# Task details
Only those lines in the data below from the line containing "28 consumers; rebuild" through the line containing "fun thm_of (STDEQNS", both included, should be restated word for word.

Excerpts from a dataset:
>>>>>

Issue #1595, opened 2025-08-04
Consistent SML structures for Sets and Finite Maps


konrad-slind:
Currently there's a mix of usage of structures`Binaryset` and `Binarymap`, defined in `<holdir>/tools-poly/poly, and also `Redblackset`,  `Redblackmap`, `HOLdict`, and `HOLset` from `<holdir>/portableML`.  The latter two structures are the middle two structures augmented with some pretty printing support. It seems there is a lot of redundancy here. Beyond the redundancy, more recent implementations, such as the SML/NJ Library's [ordered sets](https://www.smlnj.org/doc/smlnj-lib/Util/sig-ORD_SET.html#:~:text=The%20ORD_SET%20signature%20defines%20an,specific%20types%20are%20also%20provided.) structure, provide a richer API.

Task: install the sets and finite map functors from the SML/NJ library and adapt them as needed to rebuild HOL. 

Bonus points: define structures for sets and maps for HOL type variables, types, term variables, and terms. Put these somewhere in the vicinity of HolKernel (maybe in it?).

konrad-slind:
Nice to see clanker-tech applied to this unappealing chore!

mn200:
Shame it hasn't quite figured out all the nuances yet!  (It's still whirring away on my machine atm; Moscow ML's handling of functors doesn't make life easy.)

PR #1942, opened 2026-05-03
Phase 1 of Table.sml-based map migration (issue #1595)

mn200:
## Summary

Phase 1 of the consolidation requested in #1595: replace the
overlapping `Binarymap`/`Redblackmap`/`HOLdict` map libraries with
structures derived from `src/portableML/Table.sml` (the Isabelle-style
2-3 tree functor already vendored in tree).  Existing instantiations
are reused where possible -- `Symtab` (string), `Inttab` (int),
`Termtab` (term), `KNametab` (kname), `Typetab` (hol_type, promoted to
top-level as part of the SharingTables work here), `Symreltab` -- with
local Tab structures for the handful of maps whose key types don't
already have a top-level instantiation.

This PR is the dictionary half of the consolidation only; sets and
the polymorphic comparator-passing abstractions are deferred (see
"What's not in this PR" below).

## Why Table over SML/NJ ORD_MAP

The issue proposes SML/NJ Library's `ORD_SET`/`ORD_MAP` functors as
the destination.  This PR uses `Table` instead because it is already
in tree (no new dependency), the API is richer (`update_new`,
`default`, `map_default`, `cons_list`, `insert_list`, `join`,
`merge`, ...), and the "bonus points" task in #1595 -- pre-instantiated
maps for term/type/etc. -- is partly already done in tree (`Termtab`,
`KNametab`).

Happy to switch direction if there's a strong reason to prefer the
SML/NJ functors instead.

## Commit structure

Six commits, each independently buildable with `bin/build -F`:

1. **Migrate src/ map users to Table-derived structures** -- the bulk
   of the work: a per-directory walk through src/ (~33 directories,
   originally landed one commit each before being squashed for review).
2. **Switch SharingTables to Symtab/Idtab/Typetab/Termtab** -- a
   public-API surface that needed coordinated changes across consumers.
3. **Switch src/real/SOSLib to Termtab/MonoTab/IntPairTab/IntTripleTab**
   -- ~100 sites in one large internal file, no signature leak.
4. **Remove HOLdict and switch FullUnify Env to Symtab/Termtab** --
   delete a redundant Redblackmap wrapper after mass-renaming its
   28 consumers; rebuild FullUnify.Env on Symtab/Termtab.
5. **Migrate post-HOLdict consumers to specific Tabs** -- per-consumer
   migration of those 28 sites to the right Tab for their key type,
   plus follow-up exception-interface cleanup in TypeNet/LVTermNet/
   LVTermNetFunctor (each now has a local `exception NotFound`).
6. **Switch ThmSetData.simple_dictionary to Symtab** -- the last
   public-API dict surface in src/.

## What's *not* in this PR

Explicitly deferred from phase 1:

- **Sets** (Binaryset/Redblackset).  Table lacks union/intersection/
  difference/subset; adding them is its own change.
- **Polymorphic comparator-passing abstractions**: `Conv.memoize`
  (gates one site in `wordsLib`), `aiLib`, `mlib*` (Multiset, Subst,
  Termnet, Termorder, Thm), `HolSat` RBM/SVM.  These need
  restructuring rather than a straight migration since `Table` is a
  functor over a fixed key type.
- **Cross-directory** `OpenTheoryMap` (consumed by relation,
  coretypes, num/theories, datatype, many *Script.sml).
- **Internal-heavy** `src/HolSmt` (~12 files, dozens of sites).
- **`tools/`** -- blocked on having Table.sml available early enough
  in the build sequence (would need `tools/sequences/` futzing).
- **`examples/`** -- next phase, not started.

`Lib.dict` and `Lib.dict_topsort` intentionally stay polymorphic.

## Test plan

- [x] `bin/build -F` passes after each commit (verified during the
      original per-directory work; full build green on the regrouped
      branch as well)
- [x] No content drift vs. the pre-regroup commit history (empty diff
      between the regrouped tip and the original 44-commit tip)

### DIFF
--- a/src/1/DefnBaseCore.sml
+++ b/src/1/DefnBaseCore.sml
@@ -7,19 +7,25 @@ struct
 open HolKernel boolSyntax Drule
 
 type kname = KernelSig.kernelname
-type defnstore = (string * kname, string * thm) Binarymap.dict
+
+structure DStab = Table(struct
+  type key = string * kname
+  val ord = pair_compare(String.compare, KernelSig.name_compare)
+  fun pp (s,k) = HOLPP.add_string (s ^ "," ^ KernelSig.name_toString k)
+end)
+
 datatype defn_thm = STDEQNS of thm | OTHER of thm
 fun thm_of (STDEQNS th) = th | thm_of (OTHER th) = th
 type defn_presentation = {const: term, thmname: kname, thm : defn_thm}
+type defnstore = (kname * defn_thm) DStab.table
 
 
-val empty_dstore =
-    Binarymap.mkDict(pair_compare(String.compare, KernelSig.name_compare))
+val empty_dstore : defnstore = DStab.empty
 
 fun list_insert m k v =
-    case Binarymap.peek(m,k) of
-        NONE => Binarymap.insert(m,k,[v])
-      | SOME vs => Binarymap.insert(m,k,v::vs)
+    case KNametab.lookup m k of
+        NONE => KNametab.update (k,[v]) m
+      | SOME vs => KNametab.update (k,v::vs) m
 
 fun to_kid {Thy,Name,Ty} = {Thy = Thy, Name = Name}
 val prim_dest_const = to_kid o dest_thy_const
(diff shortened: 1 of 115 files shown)


konrad-slind:
This looks like a good start. `Table.sml` needs to have some documentation, which should explain its signature entry points and should also enumerate the common HOL instances (Symtab, TermTab, ...)

konrad-slind:
I unthinkingly merged to `develop` after making my comment. Hope this doesn't clobber anything ...

mn200:
Think it will be fine.  Agree about the need for extra documentation.

PR #1943, opened 2026-05-03
Fix SAT_ORACLE bogus theorems from dropped F conjuncts in to_cnf

### LINKED ISSUE #1170: SAT_ORACLE gives wrong answers
This is correct behaviour:
```
> minisatProve.SAT_PROVE ``b ==> T``;
val it = ⊢ b ⇒ T: thm
```
This is incorrect behaviour:
```
> minisatProve.SAT_ORACLE ``b ==> T``;
Exception- SAT_cex ⊢ b ⇒ ¬(b ⇒ T) raised
```
In other words, the oracle version of the interface to SAT returns a bogus theorem for this simple input.

The following shows that one can prove false from the bogus theorem.
```
> (minisatProve.SAT_ORACLE ``b ==> T``; fail()) handle minisatProve.SAT_cex th => th;
val it = ⊢ b ⇒ ¬(b ⇒ T): thm
> it |> GEN_ALL |> SPEC T |> REWRITE_RULE [];
val it = ⊢ F: thm
> Tag.dest_tag (tag it);
val it = (["DISK_THM", "HolSatLib"], []): string list * string list
```
The last line shows that the proof of false depends on a trusted oracle call made by `HolSatLib`. That is to say: this isn't a soundness bug in HOL but rather a bug report about `minisatProve.SAT_ORACLE`.

mn200:
## Summary

`SAT_ORACLE  “b ==> T”` previously produced

```
Exception- SAT_cex [oracles: HolSatLib] [] ⊢ b ⇒ ¬(b ⇒ T) raised
```

— a bogus oracle theorem from which `|- F` is derivable.

The root cause was in `to_cnf` (`src/HolSat/def_cnf.sml`). For `tm = b ⇒ T` the negated goal `~tm = b ∧ ¬T` is split by `GCONJUNCTS` into `[b, ¬T]`; `presimp_conv` collapses `¬T` to `F`. The dispatch loop then read

```sml
if is_T t orelse is_F t then (m,tops,defs,lfn)   (* skip *)
else …build clause…
```

Skipping a `T` conjunct is sound (`p ∧ T = p`); skipping an `F` conjunct is not (`p ∧ F = F`, not `p`). With the `F` clause gone, the CNF passed to MiniSAT was just `[b]`, MiniSAT correctly reported satisfiability, and `SAT_ORACLE` (which by design skips the post-hoc `satCheck` that `SAT_PROVE` runs) fabricated the bogus implication and raised `SAT_cex`.

This PR fixes the root cause: when `to_cnf` detects an `F` conjunct it raises a new `to_cnf_unsat` exception carrying `|- ¬tm`; `initialise` translates that into the existing `initexp` channel via `NOT_NOT_CONV` and `GEN_SAT` returns `|- tm`. Both `SAT_PROVE` and `SAT_ORACLE` benefit, and MiniSAT is no longer invoked for trivially-unsat preprocessing cases.

A regression test under `src/HolSat/selftest.sml` asserts `SAT_ORACLE \`b ==> T\`` returns `|- b ==> T`. The test runs without needing a working MiniSAT (the short-circuit is hit before any solver invocation).

### Follow-up not addressed here

Issue #1170's discussion also flags a deeper soundness concern: `SAT_ORACLE`'s "SAT verdict" branch fabricates an oracle theorem from the model without verifying it, so a buggy verdict from MiniSAT on any *other* input could still leak a bogus theorem. binghe (in the issue thread) eventually concluded that "perhaps the whole idea of SAT_ORACLE is wrong — without calling satCheck the intended oracle theorem cannot be determined." Hardening that path (e.g. always running `satCheck`, even on the oracle path) is left as a separate follow-up; this PR closes the specific reported reproducer.

Closes #1170.

## Test plan
- [x] Core build (`bin/build -t --seq=tools/sequences/upto-parallel`) green.
- [x] New regression test passes: `SAT_ORACLE proves `b ==> T` (#1170) … OK`.
- [x] Existing HolSat behaviour for genuinely-SAT inputs is unaffected — only the `is_F` branch in `to_cnf`'s dispatch loop changes; the `is_T` skip and the clause-building branch are untouched.

### DIFF
--- a/src/HolSat/Holmakefile
+++ b/src/HolSat/Holmakefile
@@ -1,6 +1,18 @@
 .PHONY: all
-all: $(DEFAULT_TARGETS)
+all: $(DEFAULT_TARGETS) selftest.exe
 
 ifeq ($(KERNELID),otknl)
 all: $(patsubst %Script.sml,%.ot.art,$(wildcard *Script.sml))
 endif
+
+selftest.exe: selftest.uo
+	$(HOLMOSMLC) -o $@ $<
+
+ifdef HOLSELFTESTLEVEL
+all: holsat-selftest.log
+
+holsat-selftest.log: selftest.exe
+	$(tee ./selftest.exe 2>&1,$@)
+endif
+
+EXTRA_CLEANS = selftest.exe holsat-selftest.log
--- a/src/HolSat/def_cnf.sig
+++ b/src/HolSat/def_cnf.sig
@@ -3,6 +3,7 @@ sig
 
   include Abbrev
   val presimp_conv : conv
+  exception to_cnf_unsat of thm
   val to_cnf : bool -> term ->
                (string option * int *
                 (term,term)satCommonTools.RBM.dict *
--- a/src/HolSat/def_cnf.sml
+++ b/src/HolSat/def_cnf.sml
@@ -17,6 +17,12 @@ val presimp_conv =
             [NOT_CLAUSES, AND_CLAUSES, OR_CLAUSES, IMP_CLAUSES, EQ_CLAUSES,
              COND_EXPAND, COND_CLAUSES])
 
+(* Raised by to_cnf when boolean simplification of one of the top-level
+   conjuncts of the input term reduces to F: the input is unsatisfiable
+   without help from the SAT solver. The carried theorem is |- ~tm where
+   tm is the term passed to to_cnf. *)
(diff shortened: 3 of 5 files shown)


binghe (approved):
It's been too long for me to remember this issue... but I think your code changes make sense: now it prevents dropping `F`-conjuncts, together with `T`-conjuncts.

<<<<<

# Exercise output
   28 consumers; rebuild FullUnify.Env on Symtab/Termtab.
5. **Migrate post-HOLdict consumers to specific Tabs** -- per-consumer
   migration of those 28 sites to the right Tab for their key type,
   plus follow-up exception-interface cleanup in TypeNet/LVTermNet/
   LVTermNetFunctor (each now has a local `exception NotFound`).
6. **Switch ThmSetData.simple_dictionary to Symtab** -- the last
   public-API dict surface in src/.

## What's *not* in this PR

Explicitly deferred from phase 1:

- **Sets** (Binaryset/Redblackset).  Table lacks union/intersection/
  difference/subset; adding them is its own change.
- **Polymorphic comparator-passing abstractions**: `Conv.memoize`
  (gates one site in `wordsLib`), `aiLib`, `mlib*` (Multiset, Subst,
  Termnet, Termorder, Thm), `HolSat` RBM/SVM.  These need
  restructuring rather than a straight migration since `Table` is a
  functor over a fixed key type.
- **Cross-directory** `OpenTheoryMap` (consumed by relation,
  coretypes, num/theories, datatype, many *Script.sml).
- **Internal-heavy** `src/HolSmt` (~12 files, dozens of sites).
- **`tools/`** -- blocked on having Table.sml available early enough
  in the build sequence (would need `tools/sequences/` futzing).
- **`examples/`** -- next phase, not started.

`Lib.dict` and `Lib.dict_topsort` intentionally stay polymorphic.

## Test plan

- [x] `bin/build -F` passes after each commit (verified during the
      original per-directory work; full build green on the regrouped
      branch as well)
- [x] No content drift vs. the pre-regroup commit history (empty diff
      between the regrouped tip and the original 44-commit tip)

### DIFF
--- a/src/1/DefnBaseCore.sml
+++ b/src/1/DefnBaseCore.sml
@@ -7,19 +7,25 @@ struct
 open HolKernel boolSyntax Drule
 
 type kname = KernelSig.kernelname
-type defnstore = (string * kname, string * thm) Binarymap.dict
+
+structure DStab = Table(struct
+  type key = string * kname
+  val ord = pair_compare(String.compare, KernelSig.name_compare)
+  fun pp (s,k) = HOLPP.add_string (s ^ "," ^ KernelSig.name_toString k)
+end)
+
 datatype defn_thm = STDEQNS of thm | OTHER of thm
 fun thm_of (STDEQNS th) = th | thm_of (OTHER th) = th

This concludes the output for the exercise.